Exercise ▸
Find and return every line of the data that contains the word "supposed".

Collected data entries ▸
=== Begin Enclosure ===

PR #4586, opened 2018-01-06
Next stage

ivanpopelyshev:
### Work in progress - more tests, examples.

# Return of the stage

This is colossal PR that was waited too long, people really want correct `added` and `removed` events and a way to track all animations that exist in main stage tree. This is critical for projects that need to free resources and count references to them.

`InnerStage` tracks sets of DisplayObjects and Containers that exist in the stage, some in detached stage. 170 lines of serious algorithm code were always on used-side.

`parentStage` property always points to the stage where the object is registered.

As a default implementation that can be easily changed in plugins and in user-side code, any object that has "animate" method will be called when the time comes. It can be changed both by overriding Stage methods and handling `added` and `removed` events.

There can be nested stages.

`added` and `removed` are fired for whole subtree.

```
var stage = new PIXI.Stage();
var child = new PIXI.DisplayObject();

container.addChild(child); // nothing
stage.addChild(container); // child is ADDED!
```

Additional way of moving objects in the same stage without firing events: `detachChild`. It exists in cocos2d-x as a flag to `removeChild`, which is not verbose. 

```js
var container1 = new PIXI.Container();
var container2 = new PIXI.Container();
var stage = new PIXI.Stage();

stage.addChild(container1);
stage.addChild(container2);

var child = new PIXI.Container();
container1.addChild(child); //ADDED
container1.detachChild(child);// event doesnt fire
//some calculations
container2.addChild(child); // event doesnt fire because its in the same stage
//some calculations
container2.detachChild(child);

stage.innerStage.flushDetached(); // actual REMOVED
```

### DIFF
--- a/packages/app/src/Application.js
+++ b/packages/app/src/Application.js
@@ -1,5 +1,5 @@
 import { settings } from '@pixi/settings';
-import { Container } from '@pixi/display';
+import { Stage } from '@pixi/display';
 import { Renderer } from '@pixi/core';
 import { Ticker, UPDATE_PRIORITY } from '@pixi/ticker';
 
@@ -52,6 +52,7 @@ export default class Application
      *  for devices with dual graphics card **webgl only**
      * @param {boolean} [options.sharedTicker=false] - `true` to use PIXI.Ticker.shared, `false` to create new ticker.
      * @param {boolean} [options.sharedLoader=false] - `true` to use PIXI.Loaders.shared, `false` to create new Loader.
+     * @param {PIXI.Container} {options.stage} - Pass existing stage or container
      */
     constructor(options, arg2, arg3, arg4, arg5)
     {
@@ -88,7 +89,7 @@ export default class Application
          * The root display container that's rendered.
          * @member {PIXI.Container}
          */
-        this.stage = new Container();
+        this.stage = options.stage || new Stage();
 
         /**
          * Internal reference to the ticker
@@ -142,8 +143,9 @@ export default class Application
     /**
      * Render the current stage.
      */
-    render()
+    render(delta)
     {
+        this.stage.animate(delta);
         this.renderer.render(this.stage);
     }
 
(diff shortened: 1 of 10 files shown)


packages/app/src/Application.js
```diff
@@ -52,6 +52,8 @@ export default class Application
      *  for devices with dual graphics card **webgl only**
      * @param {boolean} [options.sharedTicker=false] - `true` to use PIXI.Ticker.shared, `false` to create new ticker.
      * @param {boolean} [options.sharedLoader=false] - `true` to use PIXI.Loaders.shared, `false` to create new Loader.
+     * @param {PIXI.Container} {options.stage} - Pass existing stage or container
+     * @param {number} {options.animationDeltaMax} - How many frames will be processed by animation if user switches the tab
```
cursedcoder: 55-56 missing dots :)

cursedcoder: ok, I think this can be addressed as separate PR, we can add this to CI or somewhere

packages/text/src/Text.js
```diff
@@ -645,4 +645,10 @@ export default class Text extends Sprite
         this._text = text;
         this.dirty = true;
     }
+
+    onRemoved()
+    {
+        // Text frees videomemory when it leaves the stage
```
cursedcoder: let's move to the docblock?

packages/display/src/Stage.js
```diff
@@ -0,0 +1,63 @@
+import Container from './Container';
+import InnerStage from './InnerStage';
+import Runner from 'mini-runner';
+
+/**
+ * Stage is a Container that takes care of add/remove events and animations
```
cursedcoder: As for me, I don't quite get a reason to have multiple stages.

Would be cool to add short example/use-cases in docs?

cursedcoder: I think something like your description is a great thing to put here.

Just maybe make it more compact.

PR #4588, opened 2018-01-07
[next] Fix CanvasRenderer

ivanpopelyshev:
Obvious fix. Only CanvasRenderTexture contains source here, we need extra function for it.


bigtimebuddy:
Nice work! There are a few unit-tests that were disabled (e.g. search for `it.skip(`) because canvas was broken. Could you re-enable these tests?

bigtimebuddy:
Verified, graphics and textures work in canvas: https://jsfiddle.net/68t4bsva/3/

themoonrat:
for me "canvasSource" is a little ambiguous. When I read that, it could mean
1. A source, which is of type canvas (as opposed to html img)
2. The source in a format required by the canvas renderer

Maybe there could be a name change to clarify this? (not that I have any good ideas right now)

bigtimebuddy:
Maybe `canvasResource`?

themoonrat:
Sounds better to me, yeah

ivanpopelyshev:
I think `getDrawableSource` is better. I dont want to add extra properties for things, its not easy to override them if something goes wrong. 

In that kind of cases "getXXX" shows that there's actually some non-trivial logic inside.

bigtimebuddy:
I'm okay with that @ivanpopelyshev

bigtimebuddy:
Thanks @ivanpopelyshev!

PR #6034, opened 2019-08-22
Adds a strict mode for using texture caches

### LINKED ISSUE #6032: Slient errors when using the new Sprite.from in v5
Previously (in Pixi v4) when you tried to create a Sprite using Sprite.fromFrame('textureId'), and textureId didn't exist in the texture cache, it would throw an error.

=== End Enclosure ===
=== Begin Enclosure ===

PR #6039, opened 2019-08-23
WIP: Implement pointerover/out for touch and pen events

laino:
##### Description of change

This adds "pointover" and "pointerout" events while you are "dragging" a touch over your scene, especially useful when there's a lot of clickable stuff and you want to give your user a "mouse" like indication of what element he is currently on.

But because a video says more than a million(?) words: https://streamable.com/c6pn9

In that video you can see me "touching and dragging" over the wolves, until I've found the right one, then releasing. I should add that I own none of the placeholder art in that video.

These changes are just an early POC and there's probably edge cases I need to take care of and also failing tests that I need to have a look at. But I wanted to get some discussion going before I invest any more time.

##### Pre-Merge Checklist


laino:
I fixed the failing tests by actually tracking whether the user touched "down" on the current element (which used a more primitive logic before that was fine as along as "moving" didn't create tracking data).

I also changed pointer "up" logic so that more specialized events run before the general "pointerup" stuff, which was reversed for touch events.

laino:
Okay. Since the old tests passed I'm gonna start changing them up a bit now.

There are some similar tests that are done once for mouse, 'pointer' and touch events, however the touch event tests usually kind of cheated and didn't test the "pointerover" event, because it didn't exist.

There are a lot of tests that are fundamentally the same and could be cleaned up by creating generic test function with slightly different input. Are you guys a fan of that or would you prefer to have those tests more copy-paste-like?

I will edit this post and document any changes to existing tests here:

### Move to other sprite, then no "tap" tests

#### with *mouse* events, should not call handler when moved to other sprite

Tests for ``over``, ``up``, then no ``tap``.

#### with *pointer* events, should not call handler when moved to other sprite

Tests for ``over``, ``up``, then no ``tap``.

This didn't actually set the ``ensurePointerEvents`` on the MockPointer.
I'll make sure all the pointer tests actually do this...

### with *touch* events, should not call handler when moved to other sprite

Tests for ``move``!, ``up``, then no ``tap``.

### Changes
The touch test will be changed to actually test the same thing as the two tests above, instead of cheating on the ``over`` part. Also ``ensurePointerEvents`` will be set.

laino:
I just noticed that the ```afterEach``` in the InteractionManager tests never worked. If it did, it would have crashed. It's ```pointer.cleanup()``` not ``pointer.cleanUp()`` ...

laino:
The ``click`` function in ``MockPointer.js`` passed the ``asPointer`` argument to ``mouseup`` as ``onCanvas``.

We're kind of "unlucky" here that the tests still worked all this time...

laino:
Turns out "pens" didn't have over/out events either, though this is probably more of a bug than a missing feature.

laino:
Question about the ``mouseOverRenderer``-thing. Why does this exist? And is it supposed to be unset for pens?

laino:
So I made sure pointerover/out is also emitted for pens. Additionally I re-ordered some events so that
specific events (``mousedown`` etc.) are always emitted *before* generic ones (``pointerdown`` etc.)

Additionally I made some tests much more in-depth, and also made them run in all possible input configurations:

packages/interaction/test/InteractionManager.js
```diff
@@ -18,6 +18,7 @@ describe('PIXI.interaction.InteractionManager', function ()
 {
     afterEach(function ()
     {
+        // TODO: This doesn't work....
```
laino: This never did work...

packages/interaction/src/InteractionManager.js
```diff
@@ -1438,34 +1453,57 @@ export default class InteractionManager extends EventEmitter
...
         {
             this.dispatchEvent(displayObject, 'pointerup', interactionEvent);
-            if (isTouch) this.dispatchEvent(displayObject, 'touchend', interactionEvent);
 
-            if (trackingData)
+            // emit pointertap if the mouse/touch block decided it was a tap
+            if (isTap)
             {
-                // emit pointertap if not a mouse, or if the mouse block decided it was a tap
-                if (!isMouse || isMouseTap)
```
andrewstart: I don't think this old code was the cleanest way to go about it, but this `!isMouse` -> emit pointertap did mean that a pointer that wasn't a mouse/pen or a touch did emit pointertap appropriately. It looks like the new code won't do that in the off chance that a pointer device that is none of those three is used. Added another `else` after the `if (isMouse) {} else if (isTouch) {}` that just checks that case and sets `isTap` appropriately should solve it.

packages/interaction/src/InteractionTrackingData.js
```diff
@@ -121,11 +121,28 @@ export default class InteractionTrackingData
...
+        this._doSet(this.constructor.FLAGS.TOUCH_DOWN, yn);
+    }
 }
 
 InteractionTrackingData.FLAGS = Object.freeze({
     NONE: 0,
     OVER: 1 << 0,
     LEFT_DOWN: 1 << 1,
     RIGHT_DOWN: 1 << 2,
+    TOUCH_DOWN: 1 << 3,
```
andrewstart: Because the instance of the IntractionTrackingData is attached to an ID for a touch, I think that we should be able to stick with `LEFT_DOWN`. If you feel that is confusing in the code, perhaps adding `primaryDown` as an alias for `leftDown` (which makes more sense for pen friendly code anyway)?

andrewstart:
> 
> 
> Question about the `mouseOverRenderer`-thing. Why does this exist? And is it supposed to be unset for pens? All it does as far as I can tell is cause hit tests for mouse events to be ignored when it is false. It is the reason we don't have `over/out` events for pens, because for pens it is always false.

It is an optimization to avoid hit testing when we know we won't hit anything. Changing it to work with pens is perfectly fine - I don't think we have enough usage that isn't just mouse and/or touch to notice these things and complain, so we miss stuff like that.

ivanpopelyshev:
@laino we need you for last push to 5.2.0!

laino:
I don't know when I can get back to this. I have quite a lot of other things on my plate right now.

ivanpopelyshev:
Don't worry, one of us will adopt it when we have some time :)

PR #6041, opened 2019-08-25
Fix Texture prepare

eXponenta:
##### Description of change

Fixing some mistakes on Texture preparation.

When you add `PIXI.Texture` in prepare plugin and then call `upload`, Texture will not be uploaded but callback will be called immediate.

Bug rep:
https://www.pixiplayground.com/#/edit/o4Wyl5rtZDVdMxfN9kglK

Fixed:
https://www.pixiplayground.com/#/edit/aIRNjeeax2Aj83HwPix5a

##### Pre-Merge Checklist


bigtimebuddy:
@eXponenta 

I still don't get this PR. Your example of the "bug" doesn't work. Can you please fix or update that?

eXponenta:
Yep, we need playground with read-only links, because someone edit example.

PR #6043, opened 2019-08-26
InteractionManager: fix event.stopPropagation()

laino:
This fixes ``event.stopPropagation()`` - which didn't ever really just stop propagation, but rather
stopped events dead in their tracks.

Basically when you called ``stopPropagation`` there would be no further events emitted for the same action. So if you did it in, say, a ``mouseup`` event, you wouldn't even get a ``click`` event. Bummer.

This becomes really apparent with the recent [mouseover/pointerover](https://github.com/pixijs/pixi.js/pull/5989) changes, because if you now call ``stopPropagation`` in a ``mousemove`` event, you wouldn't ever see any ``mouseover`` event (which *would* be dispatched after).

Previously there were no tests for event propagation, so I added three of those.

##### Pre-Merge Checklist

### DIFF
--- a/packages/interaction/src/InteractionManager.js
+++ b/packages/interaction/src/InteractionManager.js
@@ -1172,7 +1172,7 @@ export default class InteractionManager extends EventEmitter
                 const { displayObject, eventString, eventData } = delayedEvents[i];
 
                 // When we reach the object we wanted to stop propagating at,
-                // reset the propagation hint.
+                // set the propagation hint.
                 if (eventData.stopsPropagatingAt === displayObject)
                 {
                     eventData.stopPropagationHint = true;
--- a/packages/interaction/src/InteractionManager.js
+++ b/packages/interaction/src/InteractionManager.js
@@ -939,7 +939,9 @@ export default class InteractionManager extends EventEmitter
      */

=== End Enclosure ===

Answer below ▸
Question about the ``mouseOverRenderer``-thing. Why does this exist? And is it supposed to be unset for pens?
> Question about the `mouseOverRenderer`-thing. Why does this exist? And is it supposed to be unset for pens? All it does as far as I can tell is cause hit tests for mouse events to be ignored when it is false. It is the reason we don't have `over/out` events for pens, because for pens it is always false.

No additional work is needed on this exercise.